## WORK INSTRUCTION
In the data that follows, find each line containing "know" and copy it.

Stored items
PR #11709, opened 2026-01-06
move some output to progress so it's immediately printed

schacon:
This PR moves some of the output to the `progress` channel, so before network requests we can let the user know that we're making network requests.

https://github.com/user-attachments/assets/35999714-3065-402f-be34-5070f7db28a9


krlvi:
@schacon this is fucking cool

PR #11721, opened 2026-01-06
More changes to make CLI IDs less ambiguous

jonathantanmy2:
I'll try something new and will describe here why I didn't automerge this PR.

Why I didn't automerge
- In the first commit ("tests: replace TODOs with hunk ID verification") I decided to include the expected CLI output as an inline string instead of the typical SVG file. I'm bringing this up here because it's not usual practice, although in this case, I think it's warranted because a reader needs to know that a specific string is present (which will be used later in the test). I added `env_remove("CLICOLOR_FORCE")` to remove the color codes to make the CLI output easier to read.
- In the last commit ("id: rename unassigned area to zz") I decided to switch the ID of the unassigned area to "zz" (before this PR, it was "00"). I think this is a good change, but it may affect people's workflows, so I'm bringing this up here.

This PR reduces ID ambiguity by making branch IDs not collide with filenames, and by renaming the unassigned area to not collide with commits that start with "00".

### DIFF
--- a/crates/but/src/command/legacy/absorb.rs
+++ b/crates/but/src/command/legacy/absorb.rs
@@ -34,8 +34,8 @@ pub(crate) fn handle(
     out: &mut OutputChannel,
     source: Option<&str>,
 ) -> anyhow::Result<()> {
-    let mut id_map = IdMap::new_from_context(ctx)?;
-    id_map.add_file_info_from_context(ctx, None)?;
+    let mut id_map = IdMap::new_from_context(ctx, None)?;
+    id_map.add_committed_file_info_from_context(ctx)?;
     let source: Option<CliId> = source
         .and_then(|s| parse_sources(ctx, &id_map, s).ok())
         .and_then(|s| {
--- a/crates/but/src/command/legacy/branch/mod.rs
+++ b/crates/but/src/command/legacy/branch/mod.rs
@@ -68,8 +68,8 @@ pub fn handle(
             branch_name,
             anchor,
         }) => {
-            let mut id_map = IdMap::new_from_context(ctx)?;
-            id_map.add_file_info_from_context(ctx, None)?;
+            let mut id_map = IdMap::new_from_context(ctx, None)?;
+            id_map.add_committed_file_info_from_context(ctx)?;
             // Get branch name or use canned name
             let branch_name = branch_name.map(Ok).unwrap_or_else(|| {
                 but_api::legacy::workspace::canned_branch_name(ctx.legacy_project.id)
--- a/crates/but/src/command/legacy/commit.rs
+++ b/crates/but/src/command/legacy/commit.rs
@@ -20,8 +20,8 @@ pub(crate) fn insert_blank_commit(
     out: &mut OutputChannel,
     target: &str,
 ) -> Result<()> {
-    let mut id_map = IdMap::new_from_context(ctx)?;
-    id_map.add_file_info_from_context(ctx, None)?;
+    let mut id_map = IdMap::new_from_context(ctx, None)?;
+    id_map.add_committed_file_info_from_context(ctx)?;
 
     // Resolve the target ID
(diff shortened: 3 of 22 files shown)


krlvi:
I wonder... since we get to pick our "magical id", perhaps zz is more difficult to press (with the pinky finger). 
What if we used `uu` (as unassigned)? @schacon wdyt

jonathantanmy2:
`uu` would work too - let me know what you think.

schacon:
No, I think 'zz' is better than 'uu', I feel like it would be difficult to remember, especially if you're not a native english speaker. I honestly prefer '00' but I understand that the way you guys have approached it by using the first two chars of the SHA results in possible collisions. However, is it necessary to _always_ use the first two char of the SHA? if the first two char of the SHA is `00`, we can still assign a different short code, no? I think in my original implementation, I didn't use the SHA, I used a char range outside of 0-f for commits too. Do we have that hardcoded somewhere, that if it's in hex range we assume they're talking about a commit?

jonathantanmy2:
Thanks, Scott.

> However, is it necessary to _always_ use the first two char of the SHA? if the first two char of the SHA is `00`, we can still assign a different short code, no?

Right now we don't do any reassignment of commit CLI IDs, even if one collides with another. If we did that, yes we could un-collide commits that start with "00" by moving them to another ID, just like we would un-collide commits that start with the same 2 hex characters by moving all but one to another ID. But I think it's more natural to instead extend the length of the ID, which was one of the things I was planning to do (so a "00" commit would then be extended to 3 characters in order to un-collide it with the unassigned area).

Having said that, though, it seems strange to me to special-case "00" like this and would rather use "zz" or "uu".

> I think in my original implementation, I didn't use the SHA, I used a char range outside of 0-f for commits too. Do we have that hardcoded somewhere, that if it's in hex range we assume they're talking about a commit?

No, it's not hardcoded anywhere. (Previously it wasn't hardcoded since "00" looks like a SHA but is the unassigned area, and I didn't add any hardcoding in this PR.)

schacon:
If everyone feels strongly about it, my preference would be zz

krlvi (approved):
alright, solid arguments. From my perspective we are good to go, and zz is just fine :)

jonathantanmy2:
Thanks @krlvi . There is still the issue of how I wrote the test, but maybe people don't care about that :) (and if people do, feel free to mention it and I will change it).

Byron:
> * In the first commit ("tests: replace TODOs with hunk ID verification") I decided to include the expected CLI output as an inline string instead of the typical SVG file. I'm bringing this up here because it's not usual practice, although in this case, I think it's warranted because a reader needs to know that a specific string is present (which will be used later in the test). I added `env_remove("CLICOLOR_FORCE")` to remove the color codes to make the CLI output easier to read.

I think this is the way to go for most tests.

The SVG output isn't something we'd want to use everywhere, we just use it to pin 'graphics'. For everything else, we are better off with strings.

Maybe we'd want to invert how coloring is working as well to emphasise this, i.e. force color rather than remove it. The tests for coloring could even have their own names to make that clear and establish a pattern.

Does that resonate with you @jonathantanmy2? And if so, is this something you could help get done if it's quick enough? Otherwise I'd try to pick it up myself and try to get it done soon as SVGs as used now have been an impediment, so we'd want only those that really validate something that's important to us.

jonathantanmy2:
> Maybe we'd want to invert how coloring is working as well to emphasise this, i.e. force color rather than remove it. The tests for coloring could even have their own names to make that clear and establish a pattern.
> 
> Does that resonate with you @jonathantanmy2? And if so, is this something you could help get done if it's quick enough? Otherwise I'd try to pick it up myself and try to get it done soon as SVGs as used now have been an impediment, so we'd want only those that really validate something that's important to us.

Yes this resonates with me a lot. There weren't many to convert, so I've sent #11751 which I think does what you suggested - PTAL.

PR #11726, opened 2026-01-07
Add `but resolve` edit-mode workflow

schacon:
Introduce a new `but resolve <commit>` command and accompanying subcommands (status, finish, cancel) to enter an edit-mode resolution flow for conflicted commits. 

Status warns you of edit state:

CleanShot 2026-01-07 at 11 37 39@2x

`but resolve status` tells you which files are still outstanding:

CleanShot 2026-01-07 at 11 40 11@2x

Finishing a resolution:

CleanShot 2026-01-07 at 11 40 48@2x

Help output:

CleanShot 2026-01-07 at 11 41 10@2x

### DIFF
--- a/crates/but-api/src/legacy/modes.rs
+++ b/crates/but-api/src/legacy/modes.rs
@@ -76,6 +76,7 @@ pub fn abort_edit_and_return_to_workspace(project_id: ProjectId) -> Result<()> {
     Ok(())
 }
 
+// GUI-facing API that returns () for serialization compatibility
 #[but_api]
 #[instrument(err(Debug))]
 pub fn save_edit_and_return_to_workspace(project_id: ProjectId) -> Result<()> {
@@ -83,6 +84,14 @@ pub fn save_edit_and_return_to_workspace(project_id: ProjectId) -> Result<()> {
 
     gitbutler_edit_mode::commands::save_and_return_to_workspace(&ctx)?;
 
+    Ok(())
+}
+
+#[but_api]
+#[instrument(err(Debug))]
+pub fn save_edit_and_return_to_workspace_with_output(project_id: ProjectId) -> Result<()> {
+    let ctx = Context::new_from_legacy_project_id(project_id)?;
+    gitbutler_edit_mode::commands::save_and_return_to_workspace(&ctx)?;
     Ok(())
 }
 
--- a/Cargo.lock
+++ b/Cargo.lock
@@ -742,6 +742,8 @@ dependencies = [
  "gitbutler-branch",
  "gitbutler-branch-actions",
  "gitbutler-commit",
+ "gitbutler-edit-mode",
+ "gitbutler-operating-modes",
  "gitbutler-oplog",
  "gitbutler-project",
  "gitbutler-reference",
--- a/Cargo.lock
+++ b/Cargo.lock
@@ -723,6 +723,7 @@ dependencies = [
  "but-meta",
  "but-oxidize",
  "but-path",
+ "but-rebase",
  "but-rules",
  "but-secret",
  "but-serde",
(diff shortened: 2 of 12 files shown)


crates/but-api/src/legacy/modes.rs
```diff
@@ -76,14 +76,17 @@ pub fn abort_edit_and_return_to_workspace(project_id: ProjectId) -> Result<()> {
     Ok(())
 }
 
-#[but_api]
+// Note: Not using #[but_api] here because RebaseOutput doesn't implement Serialize
+// This function is only called from the CLI resolve command, not from the GUI
```
Caleb-T-Owens: This is not true?

We use this command to save and exit edit mode in the GUI.

```ts
			saveEditAndReturnToWorkspace: build.mutation<void, { projectId: string }>({
				extraOptions: { command: 'save_edit_and_return_to_workspace' },
				query: (args) => args,
				invalidatesTags: [
					invalidatesList(ReduxTag.WorktreeChanges),
					invalidatesList(ReduxTag.HeadSha),
					invalidatesList(ReduxTag.HeadMetadata)
				]
			}),
```

schacon:
```
error[E0277]: the trait bound `RebaseOutput: serde::Serialize` is not satisfied
   --> crates/but-api/src/legacy/modes.rs:79:1
    |
 79 | #[but_api]
    | ^^^^^^^^^^ the trait `github::_::_serde::Serialize` is not implemented for `RebaseOutput`
    |
    = note: for local types consider adding `#[derive(serde::Serialize)]` to your `RebaseOutput` type
    = note: for types from other crates check whether the crate offers a `serde` feature flag
    = help: the following other types implement trait `github::_::_serde::Serialize`:
              &'a T
              &'a mut T
              ()
              (T,)
              (T0, T1)
              (T0, T1, T2)
              (T0, T1, T2, T3)
              (T0, T1, T2, T3, T4)
            and 1637 others
note: required by a bound in `to_value`
   --> /Users/schacon/.cargo/registry/src/index.crates.io-1949cf8c6b5b557f/serde_json-1.0.148/src/value/mod.rs:997:8
    |
995 | pub fn to_value<T>(value: T) -> Result<Value, Error>
    |        -------- required by a bound in this function
996 | where
997 |     T: Serialize,
    |        ^^^^^^^^^ required by this bound in `to_value`
    = note: the full name for the type has been written to '/Users/schacon/projects/gitbutler/target/debug/deps/but_api-e1e09edc9ee3b90f.long-type-1328564852220009337.txt'
    = note: consider using `--verbose` to print the full type name to the console
    = note: this error originates in the attribute macro `but_api` (in Nightly builds, run with -Z macro-backtrace for more info)
```

Caleb-T-Owens: We probably want to make a serializable type that contains the subset of information that you are interested in. I'm not hugely excited about having the RebaseOutput type going too far, especially since I'm trying to get rid of it at the minute 😅

schacon: it's because I wanted to get some result data from this for showing options to the user. perhaps there is a better way to do this without messing up the macro. let me look into it

Caleb-T-Owens: Let me know if you'd like me to make a patch tomorrow for this

schacon: I actually think I should not try to get the RebaseOutput directly, I can just let it happen and then look through the branch to see if anything is conflicted after the fact. No reason to modify the API.

Caleb-T-Owens: Sounds good. LMK if there is anything I can do to be helpful :+1:

schacon:
@Caleb-T-Owens I completely removed any changes to the API.

PR #11729, opened 2026-01-07
Changes list and diffs preview redesign

mtsgrd:


mtsgrd:
@PavelLaptev there's a few more things I need to do here, but could you have a quick look at this and provide feedback if you have any?

mtsgrd:
@krlvi could you give this a quick spin and share your impressions? Pavel is ready to work on it if we agree this is the right direction.

krlvi:
I am running this locally and I have to say, at least in the first 30 mins... I really enjoy this.

You are right that the visual distinction between files is not very clear, this can probably be improved by tweaking the design

mtsgrd:
Alright, let's move ahead. @PavelLaptev I'll add the same behaviour for the unassigned view!

PavelLaptev:
> Alright, let's move ahead. @PavelLaptev I'll add the same behaviour for the unassigned view!

@mtsgrd cool! I'll continue to work in this PR then.

PavelLaptev:
I’ll also convert it to draft for now, so Copilot can stop commenting for a while.

mtsgrd:
@PavelLaptev sorry for force pushing, but I wanted to fix one thing and add highlighting as an example for you.

PavelLaptev:
@mtsgrd, no problem. I’ll likely begin working on this today in the evening.

mtsgrd:
@PavelLaptev I just added a commit here, should make the virtual list work reliably with diffs. Since I rebase my stuff I wasn't able to keep this master merge commit you had pushed.. should I turn off force push for this collaboration to work better?

PavelLaptev:
> should I turn off force push for this collaboration to work better?

Thank you for the fix!
Probably to avoid that friction, switching to standard merges is probably easier for tracking the history. But it's up to you.
There are some changes in Master that I needed, I'll merge Master into the branch tomorrow again.

mtsgrd:
@PavelLaptev would you be able to try these latest changes? It should behave better with improved performance. 🤞

PavelLaptev:
> @PavelLaptev would you be able to try these latest changes? It should behave better with improved performance. 🤞

Yes, it feels better. We can check it together on my machine again.

The images now look fine and load once.

Here are the images and diffs when I scroll:

https://github.com/user-attachments/assets/4acd1cc6-ae04-4184-a416-5e388f0e8bc9

https://github.com/user-attachments/assets/aeea79df-3416-41e8-bb45-1b9772cc53ab

With images and diffs, I notice that the “loading” state appears almost always when I scroll. I wonder if we can load things earlier.

krlvi:
This is starting to look and feel really sleek. I tried it with dev, and im now making a nightly build from this branch to play with it some more (https://github.com/gitbutlerapp/gitbutler/actions/runs/21013803145) 

Perhaps as a future improvement (and I suppose you have already thought about this) - how difficult would it be to make the selection in the file list on the left "follow" what is currently in view?

krlvi:
I am really excited to see this in it's final form, because it already is really helpful in browsing through changes.

With the understanding that the PR is not yet ready (in terms of matching the design from the conversation on discord https://discord.com/channels/1060193121130000425/1224366824305463337/1455169946576486451 ) I was thinking about some design related ideas here. So while we are figuring stuff out, I would like to drop two design ideas into the "ideas hat"... Here we go:

1) Would it make sense to create bigger visual contrast for the file breaks so that it is more clear at a glance when a new file begins (the parts that i circled in red). 

2) And perhaps, if there is a way to make the list of files selection update while scrolling (https://github.com/gitbutlerapp/gitbutler/pull/11729#issuecomment-3752204648), would it make sense for the selection to somehow visually connect to the file that is in preview focus? (the part that i circled in blue).
Screenshot 2026-01-14 at 16 27 36

PavelLaptev:
> Would it make sense to create bigger visual contrast for the file breaks so that it is more clear

Yes, according to the design, there will be foldable drawers with distinctive headers.

image

---

> if there is a way to make the list of files selection update while scrolling

Yes, this is possible. We can add a pointer or a mark there how we do it the sidebar menu or branch header.

mtsgrd:
@PavelLaptev just fyi, with virtual list items that have async content it's important we have some initial skeleton of a reasonable height. If we have e.g. just the file header of 42px, it means for a split second we might e.g. fit 20 items on screen before it adjusts and potentially hides 19 of them.

PavelLaptev:
@krlvi, there’s a question for “unassigned” or “assigned” panels: how should we close panels that only contain files?

image

Previously, there was a close button in the header. However, now we have multiple headers, and the button should be for the entire section.

Of course, we can close the section by clicking on the selected row again or by pressing Esc. However, we also need a button for this purpose (To convey the same pattern we have in other closable panels). I’m currently using a floating cross button for this.

image

https://github.com/user-attachments/assets/7fa8d9f8-62d3-437a-9344-f299dcb466aa

PavelLaptev:
> @PavelLaptev just fyi, with virtual list items that have async content it's important we have some initial skeleton

@mtsgrd I don't mind skeletons :-)

mtsgrd:
@krlvi about making the selection follow what's on screen. I had an example that I showed in the eng meeting, but I presented a few corner cases and confusing ux to Pavel and we'd love to ship this first and then tackle that as a follow-up item. Wdyt?

Perhaps selection could stay as is, but we have a different way of indicating what diffs are in view? I like Pavel's suggestion of a pointer or a mark like in the left sidebar.

krlvi:
cool, i dont mind either way. btw do we wish to make an app release before merging this PR? Or do we feel confident about even releasing?

PR #11742, opened 2026-01-07
Make renaming a branch to its current name a NOOP

### LINKED ISSUE #11741: Renaming a branch to the same name causes error
### Version

master

### Operating System

Linux

### Distribution Method

N/A

### Describe the issue

Hello!

Renaming a branch to the same name causes an error. I discovered this as I started renaming a branch, and then butter-fingered the `Rename` button instead of `Cancel` when I changed my mind about the whole thing.

The error message is as follows:

```
command: update_branch_name
params: {"projectId":"14d30fed-99c2-4055-a1c5-e4b950bf05b3","stackId":"07f38968-c2e9-4e78-847a-1d435c3b6eb0","laneId":"07f38968-c2e9-4e78-847a-1d435c3b6eb0","branchName":"test","newName":"test"})

A patch reference with the name test exists
```

In any lane, click `Rename` from the context menu and then immediately click the `Rename` button to submit.

It also triggers if you rename a branch to something that, when normalized, results in the same name. For example, renaming the branch `test` to `test-` (the trailing `-` is stripped during normalization).

I think this should be a NOOP. It's the simplest solution from a technical standpoint, makes branch renaming idempotent and doesn't hurt the user experience.

```shell
2026-01-07T17:32:40.857965Z ERROR update_branch_name: crates/but-api/src/legacy/stack.rs:189: error=A patch reference with the name test exists project_id=b1230fbd-d622-40e4-
bb9e-42cf354aca52 stack_id=07f38968-c2e9-4e78-847a-1d435c3b6eb0 branch_name="test" new_name="test"
```

slarse:
## 🧢 Changes
Makes renaming a branch to its current name a NOOP.

## ☕️ Reasoning
This seems like the simplest solution to the issue, and has no particular downsides. It also makes branch renaming idempotent, which at least in web dev is usually rather desirable (unless the NOOP is itself indicative of an error, but I don't think it is in this case).

I fixed this at the lowest level possible.

Renaming a real reference is actually already a NOOP https://github.com/gitbutlerapp/gitbutler/blob/8fee6821a243ba63b8a6f51f15dc666c65c5215c/crates/gitbutler-stack/src/stack_branch.rs#L245-L248

But before we get there, we validate the name in `update_branch` by https://github.com/gitbutlerapp/gitbutler/blob/8fee6821a243ba63b8a6f51f15dc666c65c5215c/crates/gitbutler-stack/src/stack.rs#L571-L581

That validation, among other things, checks that the name doesn't already exist. Which of course it does in this scenario. I think that's a good check to have and don't want to complicate `validate_name()`, so this seems like a decent solution.

## 🎫 Affected issues

Fixes: #11741

## Test output before patch

I like to test that my test actually does something, here's the test output from before applying the production code patch.

```bash
$ cargo test -p gitbutler-stack
<snip>

failures:

---- update_branch_name_to_same_name_is_noop stdout ----

thread 'update_branch_name_to_same_name_is_noop' (138422) panicked at crates/gitbutler-stack/tests/mod.rs:395:5:
assertion failed: result.is_ok()
note: run with `RUST_BACKTRACE=1` environment variable to display a backtrace


failures:
    update_branch_name_to_same_name_is_noop

test result: FAILED. 49 passed; 1 failed; 0 ignored; 0 measured; 0 filtered out; finished in 30.77s
```

### DIFF
--- a/crates/gitbutler-stack/src/stack.rs
+++ b/crates/gitbutler-stack/src/stack.rs
@@ -569,7 +569,9 @@ impl Stack {
         let mut updated_heads = self.heads.clone();
 
         // Handle name updates
-        if let Some(name) = update.name.clone() {
+        if let Some(name) = update.name.clone()
+            && name != branch_name
+        {
             let head = updated_heads
                 .iter_mut()
                 .find(|h: &&mut StackBranch| *h.name() == branch_name);
--- a/crates/gitbutler-stack/tests/mod.rs
+++ b/crates/gitbutler-stack/tests/mod.rs
@@ -379,6 +379,26 @@ fn update_branch_name_fails_validation() -> Result<()> {
 }
 
 #[test]
+fn update_branch_name_to_same_name_is_noop() -> Result<()> {
+    let (ctx, _temp_dir) = command_ctx("multiple-commits")?;
+    let mut test_ctx = test_ctx(&ctx)?;
+    let branch_name = String::from("virtual");
+
+    let update = PatchReferenceUpdate {
+        name: Some(branch_name.clone()),
+        description: None,
+    };
+    let result = test_ctx
+        .stack
+        .update_branch(&ctx, branch_name.clone(), &update);
+
+    assert!(result.is_ok());
+    assert_eq!(test_ctx.stack.heads[0].name(), &branch_name);
+
+    Ok(())
+}
+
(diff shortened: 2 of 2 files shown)


krlvi (approved):
fine catch! thanks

## EXERCISE RESULT
This PR moves some of the output to the `progress` channel, so before network requests we can let the user know that we're making network requests.
- In the first commit ("tests: replace TODOs with hunk ID verification") I decided to include the expected CLI output as an inline string instead of the typical SVG file. I'm bringing this up here because it's not usual practice, although in this case, I think it's warranted because a reader needs to know that a specific string is present (which will be used later in the test). I added `env_remove("CLICOLOR_FORCE")` to remove the color codes to make the CLI output easier to read.
`uu` would work too - let me know what you think.
> * In the first commit ("tests: replace TODOs with hunk ID verification") I decided to include the expected CLI output as an inline string instead of the typical SVG file. I'm bringing this up here because it's not usual practice, although in this case, I think it's warranted because a reader needs to know that a specific string is present (which will be used later in the test). I added `env_remove("CLICOLOR_FORCE")` to remove the color codes to make the CLI output easier to read.
Caleb-T-Owens: Let me know if you'd like me to make a patch tomorrow for this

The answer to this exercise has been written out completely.